Looks like CP, look under sold items, cuz it seems like they are almost sold out of their stuff.  That is really awesome looking stuff.


----------



## Tabitha (Mar 28, 2008)

WOW! Love the sakuras.


----------



## sunflwrgrl7 (Mar 28, 2008)

I wanna be a fly on the wall and see how they make such awesome soaps!


----------



## Guest (Mar 28, 2008)

i know who she is.. a member of that other forum.. she does make great soap..had a tutorial on how to swirl like that


----------



## Guest (Apr 28, 2008)

Mary has just recently opened that Etsy store. I did a review of her soap on my blog and at the time, she didn't have a storefront yet. She put it up shortly after. It's been like 3 weeks tops.
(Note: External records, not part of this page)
Issue #96, opened 2026-06-12
N3: halimbahae/Hadith adapter (sunni, 9 books, diacritics)


parametrization:
**Tier:** T2 (new source) · **Suggested owner:** Nikolaos Papadopoulos
Part of epic #81.

## Goal
**halimbahae/Hadith** (GitHub) — 9 books incl. Bukhari/Muslim with Arabic diacritics. New `src/acquire/halimbahae.py` + parser.

## Acceptance
- [ ] New `src/acquire/<src>.py` + `src/parse/<src>.py` producing canonical staging Parquet with `sect` + `source_corpus`.
- [ ] `SourceCorpus` enum value added (in `src/models/enums.py`).
- [ ] Parse + acquire-side tests.
- [ ] End-to-end load into a **local `neo4j:5` container** asserting real nodes/edges (local Docker confirmed working).
- [ ] Reachability + licensing note.

## Dependencies
T0-A (source_id scheme), T0-B (conformance gate).

parametrization:
Merged via PR #131 (halimbahae Sunni adapter, 9 books).

Issue #95, opened 2026-06-12
N2: Bihar al-Anwar (via Thaqalayn) — deepen Shia coverage


parametrization:
**Tier:** T2 (new source) · **Suggested owner:** Kwesi Boateng
Part of epic #81.

## Goal
**Bihar al-Anwar** (via ThaqalaynAPI) — largest Shia collection (~100k items). Deepen Shia coverage beyond the Four Books. Extend the `thaqalayn` adapter or add `src/acquire/bihar.py`.

## Dependency
Best after **L2** (thaqalayn light-up) proves the Shia path end-to-end.

## Acceptance
- [ ] New `src/acquire/<src>.py` + `src/parse/<src>.py` producing canonical staging Parquet with `sect` + `source_corpus`.
- [ ] `SourceCorpus` enum value added (in `src/models/enums.py`).
- [ ] Parse + acquire-side tests.
- [ ] End-to-end load into a **local `neo4j:5` container** asserting real nodes/edges (local Docker confirmed working).
- [ ] Reachability + licensing note.

## Dependencies
T0-A (source_id scheme), T0-B (conformance gate).

parametrization:
Merged via PR #134 (real Bihar al-Anwar adapter vs hubeali.com; 394 live bilingual hadiths; NEW SourceCorpus.BIHAR, Itqan licensing posture). Full multi-volume crawl + kitab source_id fix tracked in da#136.

PR #35, opened 2026-05-05
P3W4 → main (noorinalabs-data-acquisition)

parametrization:
## P3W4 → main (noorinalabs-data-acquisition)

Wave-bootstrap merge of `deployments/phase-3/wave-4` → `main` for noorinalabs-data-acquisition.

## W4 PRs included

| PR | Title | Closes |
|---|---|---|
| #34 | tech-debt(docs): CLAUDE.md branching-strategy backslash → slash | #33 |

## Single-Reviewer Exception (Wave-Bootstrap Only)

Per charter § Single-Reviewer Exception, this PR is labeled `wave-bootstrap` and qualifies for single-reviewer merge.

PR #131, opened 2026-06-12
feat: halimbahae Sunni adapter (9 books) (#96)

parametrization:
Closes #96 · epic #81 (multi-source ingestion) · P4W4 · Tier T2 (new source)

## What
Net-new ingest adapter for **halimbahae/Hadith** (github halimbahae/Hadith) — a Sunni corpus of **9 books** (the Six Books + Muwatta Malik, Musnad Ahmad, Sunan al-Darimi) shipped with full Arabic **diacritics (tashkeel)**. Builds acquire + parse from scratch and registers it.

## New corpus + registry row (serial-merge surface)
Shared files touched with #95/#97 — exact additions:
- **`src/models/enums.py`** — `SourceCorpus.HALIMBAHAE = "halimbahae"` (appended after `ITQAN`). `SOURCE_CORPORA` in `parse.identity` derives from the enum, so the new value is automatically valid for `generate_source_id` and the `check_source_id_corpus` guard.
- **`src/adapters.py`** — one appended `SourceAdapter` row: `slug="halimbahae"`, `corpus=HALIMBAHAE`, `sect=Sunni`, acquire/parse module `halimbahae`, `reachable=True`, ODbL 1.0 + DbCL 1.0 license note.
- **`tests/test_adapters.py`** — `"halimbahae"` appended to `EXPECTED_SLUGS` (run-order pin).

Distinct value/slug from the sibling adapters; rebase between merges and the da#81 coverage invariant (`covered_corpora() == set(SourceCorpus)`) stays green.

## Diacritic handling
`full_text_ar` preserves the diacritised matn **verbatim**; only the stray bidi control marks (U+200E/U+200F the corpus scatters between words) and redundant whitespace are removed. This is consistent with `src/utils/arabic.py`, where `normalize_arabic`/`strip_diacritics` strip tashkeel **only** for the canonical name-matching path — never for stored hadith text. Parser test asserts tashkeel survives while bidi marks do not.

## Files
- `src/acquire/halimbahae.py` — shallow-clone, assert >=9 `mushakkala` CSVs, manifest + `raw.landed` emit, idempotent.
- `src/parse/halimbahae.py` — headerless `"num","text"` CSVs -> `HADITH_SCHEMA` + `COLLECTION_SCHEMA` (one Collection per book), `source_corpus`/`sect` tagged, corpus-namespaced `source_id`.
- Tests: parser, acquire (mocked clone), live `neo4j:5` light-up.

## Test Plan
- `ruff@0.15.11 format --check` + `ruff check` — clean.
- `mypy` (strict) on new modules — clean.
- `pytest tests/test_parse tests/test_acquire tests/test_adapters.py tests/test_models` — **347 passed, 1 skipped**.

She is going to do extremely well.


----------



## Guest (Apr 28, 2008)

Yes it is CP soap, she does a wonderful job huh Marr.. did you see her Art one ...with the outlining in black....awesome!


----------



## divaknitting (Jul 9, 2008)

smellitlikeitis said:
			
		

> i know who she is.. a member of that other forum.. she does make great soap..had a tutorial on how to swirl like that



May I ask what other forum?  I'd love to see the tutorial.


----------



## PixieWick (Jul 11, 2008)

that is some fantastic work


----------



## Woodi (Jul 11, 2008)

Lovely!

I didn't see the tutorial, but my guess is that she pours two or three colors, one atop the other, and then carefully stirs with a chopstick or something?


----------



## perfectsoap (Jul 23, 2008)

Get the [email protected]#k out of here! 
Lmao how in the cough "heck" does she do that???
That is like  :shock: unreal!!!
I feel so little...
I would pay good money to know the ins and outs of that, ok any money is good, but you know what I mean!
So.... I still can't believe how incredible that soap is... lol


----------